Cantera
2.0

Classes  
class  WaterProps 
The WaterProps class is used to house several approximation routines for properties of water. More...  
The electrochemical potential of species k in a phase p, \( \zeta_k \), is related to the chemical potential via the following equation,
\[ \zeta_{k}(T,P) = \mu_{k}(T,P) + z_k \phi_p \]
where \( \nu_k \) is the charge of species k, and \( \phi_p \) is the electric potential of phase p.
The potential \( \phi_p \) is tracked and internally stored within the base ThermoPhase object. It constitutes a specification of the internal state of the phase; it's the third state variable, the first two being temperature and density (or, pressure, for incompressible equations of state). It may be set with the function, ThermoPhase::setElectricPotential(), and may be queried with the function ThermoPhase::electricPotential().

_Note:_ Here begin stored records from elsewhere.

PR #3138, opened 2025-01-22
Prometheus server should use SA token when talking to apiserver

mengqiy:
#### What type of PR is this?

/kind bug

Prometheus server should use service account token when talking to kube-apiserver. We should not rely on anonymous auth.

Fixes #

We currently create ClusterRole and ClusterRoleBinding for anonymous auth. https://github.com/kubernetes/perf-tests/blob/6b7d01a3b54dc671e92af23fa4e45b144ec4913c/clusterloader2/pkg/prometheus/prometheus.go#L370-L388


tosi3k:
FWIW this is addressed already in https://github.com/kubernetes/perf-tests/pull/3214.

PR #3141, opened 2025-01-27
Rewrite list benchmark to validate large list

serathius:
/kind feature

Removed not needed things and configured it to setup for large LIST:
* Removed secrets, they don't differ at all from testing lists configmaps. For future we would better support pods and CRs instead of secrets.
* Removed list scoped list, they overcomplicate the setup without providing benefits
* Added resourceVersion=0 in test. For future, add sub-scenarios for testing different LIST options.
* Removed automatic resource estimation. They are totally inaccurate, list for this setup they estimated 30k CPU and TBs of memory. I think we should have the default setup have highest sensible values and allow users to lower it for their local environment.
* Added collecting CPU and Memory via `TestMetrics`, found it to return higher values.

/assign @mborsz
cc @mengqiy


serathius:
cc @tosi3k

PR #3142, opened 2025-01-28
List benchmark perfdash type

serathius:
/kind feature
/assign @tosi3k @mborsz


perfdash/config.go
```diff
@@ -666,15 +666,33 @@ var (
 		},
 	}
 
+	benchmarkListDescription = TestDescriptions{
+		"E2E": {
+			"Resources": []TestDescription{{
+				Name:             "List benchmark",
```
mborsz, line 672: All the places seems to use name with different-no-space-naming-schema. You are including spaces etc. It's not clear to me if this will not cause any problems.

mborsz:
You likely need to increase image version in Makefile (see README file)

serathius:
Done

PR #3201, opened 2025-02-19
Implemented LIST benchmark for different content type

ayushpatil2122:
What type of PR is this?
/kind feature

Implement LIST benchmark for different content types (Json, Proto, CBOR, YAML)

Which issue(s) this PR fixes:
#130169

Fixes #


serathius:
Can you properly reference the main issue and other PRs created ? Please note that PRs and Issue are in different repositories so you need to use full path.

util-images/request-benchmark/main.go
```diff
@@ -38,19 +38,58 @@ const (
...
-	namespace = flag.String("namespace", "", "Replace %namespace% in URI with provided namespace")
-	URI       = flag.String("uri", "", "Request URI")
-	verb      = flag.String("verb", "GET", "A verb to be used in requests.")
-	qps       = flag.Float64("qps", -1, "The qps limit for all requests")
+	inflight    = flag.Int("inflight", 1, "Benchmark inflight (number of parallel requests being made to the apiserver")
+	namespace   = flag.String("namespace", "", "Replace %namespace% in URI with provided namespace")
+	URI         = flag.String("uri", "", "Request URI")
+	verb        = flag.String("verb", "GET", "A verb to be used in requests.")
+	qps         = flag.Float64("qps", -1, "The qps limit for all requests")
+	contentType = ContentType("")
```
jprzychodzen, line 56: What was the default before this change? Json or proto? Can we set is a default?

serathius: Empty content type defaults to JSON.

jprzychodzen:
After running this binary with `$ go run ./ --inflight=1 --uri=/api/v1/pods` I have following error:

```
Invalid content type: unsupported content type: 
```

serathius:
> After running this binary with `$ go run ./ --inflight=1 --uri=/api/v1/pods` I have following error:
> 
> ```
> Invalid content type: unsupported content type: 
> ```

We can drop the requirement to fail without providing content type. @ayushpatil2122

jprzychodzen:
> > After running this binary with `$ go run ./ --inflight=1 --uri=/api/v1/pods` I have following error:
> > ```
> > Invalid content type: unsupported content type: 
> > ```
> 
> We can drop the requirement to fail without providing content type. @ayushpatil2122

I would rather set reasonable default.

serathius:
ping @ayushpatil2122

serathius:
Please rebase instead of merging.

PR #3214, opened 2025-02-27
Remove usage of system:anonymous from ClusterRoleBinding used to scra…

emerbe:
…p apiserver metrics

#### What type of PR is this?

/kind bug

Binding any permissions to system:anonymous and system:unauthenticated is dangerous.
This PR removes usage of system:anonymous in CLusterROleBinding used to talk to apiserver. 

What is more, service account needs to be used when talking to apiserver.

Fixes #

### DIFF
--- a/clusterloader2/pkg/prometheus/prometheus.go
+++ b/clusterloader2/pkg/prometheus/prometheus.go
@@ -378,10 +378,10 @@ func (pc *Controller) exposeAPIServerMetrics() error {
 	}
 	createClusterRoleBinding := func() error {
 		_, err := clientSet.GetClient().RbacV1().ClusterRoleBindings().Create(context.TODO(), &rbacv1.ClusterRoleBinding{
-			ObjectMeta: metav1.ObjectMeta{Name: "system:anonymous"},
+			ObjectMeta: metav1.ObjectMeta{Name: "apiserver-metrics-viewer-binding"},
 			RoleRef:    rbacv1.RoleRef{Kind: "ClusterRole", Name: "apiserver-metrics-viewer"},
 			Subjects: []rbacv1.Subject{
-				{Kind: "User", Name: "system:anonymous"},
+				{Kind: "User", Name: "prometheus-k8s", Namespace: "monitoring"},
 			},
 		}, metav1.CreateOptions{})
 		return err
--- a/clusterloader2/pkg/prometheus/manifests/master-ip/master-serviceMonitor.yaml
+++ b/clusterloader2/pkg/prometheus/manifests/master-ip/master-serviceMonitor.yaml
@@ -36,6 +36,7 @@ spec:
   {{else}}
     interval: 5s
   {{end}}
+    bearerTokenFile: /var/run/secrets/kubernetes.io/serviceaccount/token
   {{if $PROMETHEUS_SCRAPE_MASTER_KUBELETS}}
   - interval: 5s
     port: kubelet


tosi3k:
/lgtm
/approve

Thanks!

tosi3k:
Thanks for adding auxiliary logging.

I checked the `pull-perf-tests-clusterloader2` presubmit and it seems that attempts to query the `/metrics` endpoint of `kube-scheduler` (KS) and `kube-controller-manager` (KCM) fail with the following error message in the presubmit:

```
forbidden: User "system:anonymous" cannot get path "/metrics"
```

At a glance, this looks weird given we bind the `cluster-admin` role to ClusterLoader2's Service Account in run-e2e-sh (which should get access to every single resource and non-resource URL) but:
1. Those failed requests are proxied by kube-apiserver,
2. `kube-apiserver` strips an HTTP request from the `Authorization` header after it's successfully authenticated and before it's further processed ([code](https://github.com/kubernetes/kubernetes/blob/0556b20d3d4aa378b080c1b9375bc59f799464fd/staging/src/k8s.io/apiserver/pkg/endpoints/filters/authentication.go#L87-L88)),
   - See https://github.com/kubernetes/kubernetes/issues/38775 for rationale.
3. Because of that, proxied requests from `kube-apiserver` do not contain CL2's bearer token (nor any other token),
4. Simultaneously, both KS and KCM delegate the authorization of requests coming their way to `kube-apiserver`:
   - See the [NewDelegatingAuthorizationOptions](https://github.com/kubernetes/kubernetes/blob/0556b20d3d4aa378b080c1b9375bc59f799464fd/cmd/kube-scheduler/app/options/options.go#L103) function being called in scheduler's code and the [definition](https://github.com/kubernetes/kubernetes/blob/0556b20d3d4aa378b080c1b9375bc59f799464fd/staging/src/k8s.io/apiserver/pkg/server/options/authorization.go#L78-L94) of that function.
   - Same thing happens for KCM.
5. Because of 3. and 4., the proxied requests are treated as "anonymous" by `kube-apiserver` and are eventually rejected :(.

To work around this, we could override the `--authorization-always-allow-paths` flag for KS and KCM (which defaults to `/healthz,/readyz,/livez`) to also contain the `/metrics` path in our tests.

Easiest way to achieve this workaround would be to open a separate PR to the https://github.com/kubernetes/test-infra repository in which you'd go over every occurrence of the `CONTROLLER_MANAGER_TEST_ARGS` and `SCHEDULER_TEST_ARGS` env vars in [this](https://github.com/kubernetes/test-infra/tree/master/config/jobs/kubernetes/sig-scalability) directory and append `--authorization-always-allow-paths=/healthz,/readyz,/livez,/metrics` to the value of those env vars there.

After that, we can rerun the presubmits.

clusterloader2/pkg/prometheus/prometheus.go
```diff
@@ -371,17 +371,41 @@ func (pc *Controller) exposeAPIServerMetrics() error {
 		_, err := clientSet.GetClient().RbacV1().ClusterRoles().Create(context.TODO(), &rbacv1.ClusterRole{
 			ObjectMeta: metav1.ObjectMeta{Name: "apiserver-metrics-viewer"},
 			Rules: []rbacv1.PolicyRule{
-				{Verbs: []string{"get"}, NonResourceURLs: []string{"/metrics"}},
+		            {
+		                Verbs:     []string{"get"},
+		                NonResourceURLs: []string{"/metrics"},
+		            },
+		            {
+		                Verbs:     []string{"get", "connect"},
```
vinayakankugoyal, line 379: this seems like a significant increase in the scope of this role. Could you add here or in the PR description why this is and the other newly added permissions are needed for this change?

clusterloader2/pkg/prometheus/prometheus.go
```diff
@@ -371,17 +371,41 @@ func (pc *Controller) exposeAPIServerMetrics() error {
...
+		                Verbs:     []string{"get"},
+		                Resources: []string{"pods/metrics"},
+		                APIGroups: []string{""},
+		            },
+		            {
+		                Verbs:     []string{"list", "watch", "get"},
+		                Resources: []string{"pods"},
+		                APIGroups: []string{""},
+		            },
+		            {
```
vinayakankugoyal, line 393: this role is named apiserver-metrics-viewer so having nodes/metrics and pods/metrics is not accurate. Do we need to rename this role or add new ones for pods and nodes metrics?

clusterloader2/pkg/measurement/common/metrics/metrics_grabber.go
```diff
@@ -276,6 +276,8 @@ func (g *Grabber) getMetricsFromPod(client clientset.Interface, podName string,
 		Suffix("metrics").
 		Do(context.TODO()).Raw()
 	if err != nil {
+		klog.Errorf("Getting metrics failed, error: %v", err)
+		klog.Errorf("Getting metrics failed, rawOutput: %s", string(rawOutput))
```
tosi3k, line 280: Nit: let's clean this up.

clusterloader2/pkg/measurement/common/scheduler_latency.go
```diff
@@ -310,6 +310,7 @@ func (s *schedulerLatencyMeasurement) sendRequestToScheduler(c clientset.Interfa
 
 		if err != nil {
 			klog.Errorf("Send request to scheduler failed with err: %v", err)
+			klog.Errorf("Getting metrics failed, body: %s", string(body))
```
tosi3k, line 313: Nit: let's clean this up.

clusterloader2/pkg/prometheus/manifests/default/prometheus-serviceMonitorKubeProxy.yaml
```diff
@@ -16,6 +16,7 @@ spec:
     # (# nodes <= 1000) and 1min interval in big clusters (# nodes > 1000)
     # TODO(mm4tt): Once we prove the interval works in big clusters, simplify the expression.
     - interval: {{MinInt 60 (MultiplyInt 30 (AddInt 1 (DivideInt .Nodes 1001)))}}s
+      bearerTokenFile: /var/run/secrets/kubernetes.io/serviceaccount/token
```
tosi3k, line 19: Nit: since it was not needed, then let's clean this up.

clusterloader2/pkg/prometheus/prometheus.go
```diff
@@ -371,17 +371,41 @@ func (pc *Controller) exposeAPIServerMetrics() error {
...
 	}
 	createClusterRoleBinding := func() error {
 		_, err := clientSet.GetClient().RbacV1().ClusterRoleBindings().Create(context.TODO(), &rbacv1.ClusterRoleBinding{
-			ObjectMeta: metav1.ObjectMeta{Name: "system:anonymous"},
+			ObjectMeta: metav1.ObjectMeta{Name: "apiserver-metrics-viewer-binding"},
 			RoleRef:    rbacv1.RoleRef{Kind: "ClusterRole", Name: "apiserver-metrics-viewer"},
 			Subjects: []rbacv1.Subject{
-				{Kind: "User", Name: "system:anonymous"},
+				{Kind: "ServiceAccount", Name: "prometheus-k8s", Namespace: "monitoring"},
+				{Kind: "ServiceAccount", Name: "cluster-loader", Namespace: "default"},
```
tosi3k, line 408: Let's drop the `cluster-loader` SA from the list of subjects - it's already assigned the `cluster-admin` role in `run-e2e.sh` script, so this is redundant.

clusterloader2/pkg/prometheus/prometheus.go
```diff
@@ -371,17 +371,41 @@ func (pc *Controller) exposeAPIServerMetrics() error {
 		_, err := clientSet.GetClient().RbacV1().ClusterRoles().Create(context.TODO(), &rbacv1.ClusterRole{
 			ObjectMeta: metav1.ObjectMeta{Name: "apiserver-metrics-viewer"},
 			Rules: []rbacv1.PolicyRule{
-				{Verbs: []string{"get"}, NonResourceURLs: []string{"/metrics"}},
+		            {
+		                Verbs:     []string{"get"},
+		                NonResourceURLs: []string{"/metrics"},
+		            },
```
tosi3k, line 377: 1) Nit: please fix the indentation.
2) Let's just leave the access to `/metrics`, the other rules are not needed.

tosi3k (changes requested):
Please also squash all the commits into a single one.

clusterloader2/pkg/prometheus/prometheus.go
emerbe: Done

clusterloader2/pkg/prometheus/prometheus.go
emerbe: Cleared up

clusterloader2/pkg/prometheus/prometheus.go
emerbe: Cleared up

clusterloader2/pkg/prometheus/prometheus.go
emerbe: Done

clusterloader2/pkg/prometheus/manifests/default/prometheus-serviceMonitorKubeProxy.yaml
emerbe: Done

clusterloader2/pkg/measurement/common/scheduler_latency.go
emerbe: Done

clusterloader2/pkg/measurement/common/metrics/metrics_grabber.go
emerbe: Done

clusterloader2/pkg/prometheus/prometheus.go
```diff
@@ -355,7 +362,70 @@ func (pc *Controller) applyManifests(path, manifestGlob string) error {
...
+		return err
+	}
+	tokenResponse, err := retryCreateFunctionWithResponse(token)
+	if err != nil {
+		return err
+	}
+	secret := &corev1.Secret{
+		ObjectMeta: metav1.ObjectMeta{
+			Name:      "monitoringserviceaccounttoken",
+			Namespace: "monitoring",
```
tosi3k, line 414: Nit: let's use the constant defined at the beginning of the file instead of the `"monitoring"` literal.

clusterloader2/pkg/prometheus/prometheus.go
```diff
@@ -355,7 +362,70 @@ func (pc *Controller) applyManifests(path, manifestGlob string) error {
...
+		},
+		Data: map[string][]byte{
+			"token": []byte(tokenResponse),
+		},
+		Type: corev1.SecretTypeOpaque,
+	}
+	_, err = k8sClient.CoreV1().Secrets("monitoring").Create(context.TODO(), secret, metav1.CreateOptions{})
```
tosi3k, line 421: Nit: let's use the constant defined at the beginning of the file instead of the `"monitoring"` literal.

clusterloader2/pkg/prometheus/prometheus.go
```diff
@@ -378,10 +448,11 @@ func (pc *Controller) exposeAPIServerMetrics() error {
 	}
 	createClusterRoleBinding := func() error {
 		_, err := clientSet.GetClient().RbacV1().ClusterRoleBindings().Create(context.TODO(), &rbacv1.ClusterRoleBinding{
-			ObjectMeta: metav1.ObjectMeta{Name: "system:anonymous"},
+			ObjectMeta: metav1.ObjectMeta{Name: "apiserver-metrics-viewer-binding"},
 			RoleRef:    rbacv1.RoleRef{Kind: "ClusterRole", Name: "apiserver-metrics-viewer"},
 			Subjects: []rbacv1.Subject{
-				{Kind: "User", Name: "system:anonymous"},
+				{Kind: "ServiceAccount", Name: "prometheus-k8s", Namespace: "monitoring"},
```
tosi3k, line 454: Nit: let's use the constant defined at the beginning of the file instead of the `"monitoring"` literal.

clusterloader2/pkg/prometheus/prometheus.go
```diff
@@ -378,10 +448,11 @@ func (pc *Controller) exposeAPIServerMetrics() error {
...
+				{Kind: "ServiceAccount", Name: monitoringServiceAccount, Namespace: "default"},
```
tosi3k, line 455: Nit: let's use the constant defined at the beginning of the file instead of the `"default"` literal.

clusterloader2/pkg/prometheus/prometheus.go
```diff
@@ -355,7 +362,70 @@ func (pc *Controller) applyManifests(path, manifestGlob string) error {
 		os.DirFS(path), manifestGlob, pc.templateMapping, client.Retry(apierrs.IsNotFound))
 }
 
-// exposeAPIServerMetrics configures anonymous access to the apiserver metrics.
+// create ServiceAccount and token used by Prometheus to fetch data from testing cluster
```
tosi3k, line 365: Since this method's logic is pretty complicated, I suggest documenting it more extensively above its definition.

clusterloader2/pkg/prometheus/prometheus.go
```diff
@@ -355,7 +362,70 @@ func (pc *Controller) applyManifests(path, manifestGlob string) error {
...
+func (pc *Controller) createServiceAccountInTestingCluster(k8sClient kubernetes.Interface) error {
+	klog.V(2).Info("Creating ServiceAccount in testing cluster")
+	// We need to get a client to the cluster where the test is being executed on,
+	// not the cluster that the prometheus is running in. Usually, there is only
+	// once cluster, but in case of kubemark we have two and thus we need to
+	// create a new client here.
+	clientSet, err := framework.NewMultiClientSet(
```
tosi3k, line 372: We already create the test cluster's clientset in the `exposeAPIServerMetrics` method, so we're duplicating this logic here.

I propose creating that clientset at the beginning of the `SetUpPrometheusStack` method and reusing it in other places in this file, including this one.

clusterloader2/pkg/prometheus/prometheus.go
```diff
@@ -355,7 +362,70 @@ func (pc *Controller) applyManifests(path, manifestGlob string) error {
...
+	if err := retryCreateFunction(serviceAccount); err != nil {
+		return err
+	}
+	tokenResponse, err := retryCreateFunctionWithResponse(token)
+	if err != nil {
+		return err
+	}
+	secret := &corev1.Secret{
+		ObjectMeta: metav1.ObjectMeta{
+			Name:      "monitoringserviceaccounttoken",
```
tosi3k, line 413: Nit: WDYT about simply `"prometheus-token"` instead?

That said, the naming change would also need to be included in `master-serviceMonitor.yaml`.

clusterloader2/pkg/prometheus/prometheus.go
```diff
@@ -355,7 +362,70 @@ func (pc *Controller) applyManifests(path, manifestGlob string) error {
 		os.DirFS(path), manifestGlob, pc.templateMapping, client.Retry(apierrs.IsNotFound))
 }
 
-// exposeAPIServerMetrics configures anonymous access to the apiserver metrics.
+// create ServiceAccount and token used by Prometheus to fetch data from testing cluster
+func (pc *Controller) createServiceAccountInTestingCluster(k8sClient kubernetes.Interface) error {
```
tosi3k, line 366: Nit: WDYT about `s/createServiceAccountInTestingCluster/createToken/g`?

tosi3k (changes requested):

clusterloader2/pkg/prometheus/prometheus.go
emerbe: Done

clusterloader2/pkg/prometheus/prometheus.go
emerbe: Done

clusterloader2/pkg/prometheus/prometheus.go
emerbe: Done

clusterloader2/pkg/prometheus/prometheus.go
emerbe: Done

clusterloader2/pkg/prometheus/prometheus.go
emerbe: Done

clusterloader2/pkg/prometheus/prometheus.go
emerbe: Done

clusterloader2/pkg/prometheus/prometheus.go
emerbe: Done

clusterloader2/pkg/prometheus/prometheus.go
```diff
@@ -224,10 +227,25 @@ func NewController(clusterLoaderConfig *config.ClusterLoaderConfig) (pc *Control
 func (pc *Controller) SetUpPrometheusStack() error {
 	k8sClient := pc.framework.GetClientSets().GetClient()
 
+	// We need to get a client to the cluster where the test is being executed on,
+	// not the cluster that the prometheus is running in. Usually, there is only
+	// once cluster, but in case of kubemark we have two and thus we need to
+	// create a new client here.
```
tosi3k, line 233: That comment deserves a slight update - its shape made sense in context of the piece of code from which it was copied but some of its parts do not make sense here.

Please refresh it a bit, keeping in mind we need both clientsets in this method for kubemark-based clusters.

emerbe: TBH it still sounds reasonable to me.
Saying that, I've tried to polish it a bit, PTAL.

emerbe: Taken offline.

clusterloader2/pkg/prometheus/prometheus.go
```diff
@@ -224,10 +227,25 @@ func NewController(clusterLoaderConfig *config.ClusterLoaderConfig) (pc *Control
...
+	clientSet, err := framework.NewMultiClientSet(
```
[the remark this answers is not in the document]
emerbe: Taken offline.

tosi3k:
FYI @marseel @giorio94 - since you were interested in this.

clusterloader2/pkg/prometheus/prometheus.go
```diff
@@ -377,11 +452,12 @@ func (pc *Controller) exposeAPIServerMetrics() error {
 		return err
 	}
 	createClusterRoleBinding := func() error {
-		_, err := clientSet.GetClient().RbacV1().ClusterRoleBindings().Create(context.TODO(), &rbacv1.ClusterRoleBinding{
-			ObjectMeta: metav1.ObjectMeta{Name: "system:anonymous"},
+		_, err := testClusterClientSet.RbacV1().ClusterRoleBindings().Create(context.TODO(), &rbacv1.ClusterRoleBinding{
+			ObjectMeta: metav1.ObjectMeta{Name: "apiserver-metrics-viewer-binding"},
 			RoleRef:    rbacv1.RoleRef{Kind: "ClusterRole", Name: "apiserver-metrics-viewer"},
```
giorio94, line 457: The `apiserver-metrics-viewer` cluster role does not grant permission to access the kubelet metrics, causing the scraping to fail (while it was succeeding when using the prometheus service account). The difference seems to be due to the lack of permissions on `nodes/metrics`, previously granted by the prometheus-k8s cluster role:

```yaml
apiVersion: rbac.authorization.k8s.io/v1
kind: ClusterRole
metadata:
  name: prometheus-k8s
rules:
- apiGroups:
  - ""
  resources:
  - nodes/metrics
  - services
  - endpoints
  - pods
  verbs:
  - get
  - list
  - watch
- nonResourceURLs:
  - /metrics
  verbs:
  - get
```

tosi3k: Yup, we noticed that yesterday as well and fixed properly today in https://github.com/kubernetes/perf-tests/pull/3240 :).

Sorry for the noise.

giorio94: Oh, that was super quick, I didn't expect the updated version to have already been merged. Thanks!

PR #3213, opened 2025-02-26
Implemented LIST benchmark for different content types

ayushpatil2122:
#### What type of PR is this?
/kind feature

#### What this PR does / why we need it:
Implement LIST benchmark for different content types (Json, Proto, CBOR, YAML)
#### Which issue(s) this PR fixes:
#https://github.com/kubernetes/kubernetes/issues/130169

Fixes #https://github.com/kubernetes/kubernetes/issues/130169

PR #3215, opened 2025-02-27
Implemented LIST benchmark for different content types

serathius:
/kind feature

Took https://github.com/kubernetes/perf-tests/pull/3213 and fixed gofmt.

### DIFF
--- a/util-images/request-benchmark/main.go
+++ b/util-images/request-benchmark/main.go
@@ -38,6 +38,7 @@ const (
 	HealthCheckRequests = 10
 	NamespaceTmpl       = "%namespace%"
 )
+
 type ContentType string
 
 const (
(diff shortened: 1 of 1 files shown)


util-images/request-benchmark/main.go
```diff
@@ -39,18 +39,58 @@ const (
...
+	flag.Var(&contentType, "content-type", "Content type for requests (required). Valid values: [json, proto, cbor, yaml]")
 	flag.Parse()
 }
 
+func getContentTypeHeader(ct ContentType) (string, error) {
+	switch ct {
+	case JSONContentType:
+		return "application/json", nil
+	case ProtoContentType:
+		return "application/vnd.kubernetes", nil
```
tosi3k, line 84: Shouldn't this be `application/vnd.kubernetes.protobuf`?

Also, you might want to use constants from [here](https://github.com/kubernetes/kubernetes/blob/a18b4a8d97151a25c4d8088839d77e6ba482cac3/staging/src/k8s.io/apimachinery/pkg/runtime/types.go#L46-L49) instead to prevent typos like that in the future.

tosi3k (changes requested):

util-images/request-benchmark/main.go
serathius: Done.

serathius:
PTAL @tosi3k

Note, the overall electrochemical potential of a phase may not be changed by the potential because many phases enforce charge neutrality:
\[ 0 = \sum_k z_k X_k \]
Whether charge neutrality is necessary for a phase is also specified within the ThermoPhase object, by the function call ThermoPhase::chargeNeutralityNecessary(). Note, that it is not necessary for the IdealGas phase, currently. However, it is necessary for liquid phases such as Cantera::DebyeHuckel and Cantera::HMWSoln for the proper specification of the chemical potentials.
This equation, when applied to the \( \zeta_k \) equation described above, results in a zero net change in the effective Gibbs free energy of the phase. However, specific charged species in the phase may increase or decrease their electrochemical potentials, which will have an effect on interfacial reactions involving charged species, when there is a potential drop between phases. This effect is used within the Cantera::InterfaceKinetics and Cantera::EdgeKinetics kinetics objects classes.
The following classes are used to compute the electrical and electrothermochemical properties of phases of matter. The main property currently is the dielectric constant, which is an important parameter for electrolyte solutions. The class WaterProps calculate the dielectric constant of water as a function of temperature and pressure.
WaterProps also calculate the constant A_debye used in the Debye Huckel and Pitzer activity coefficient calculations.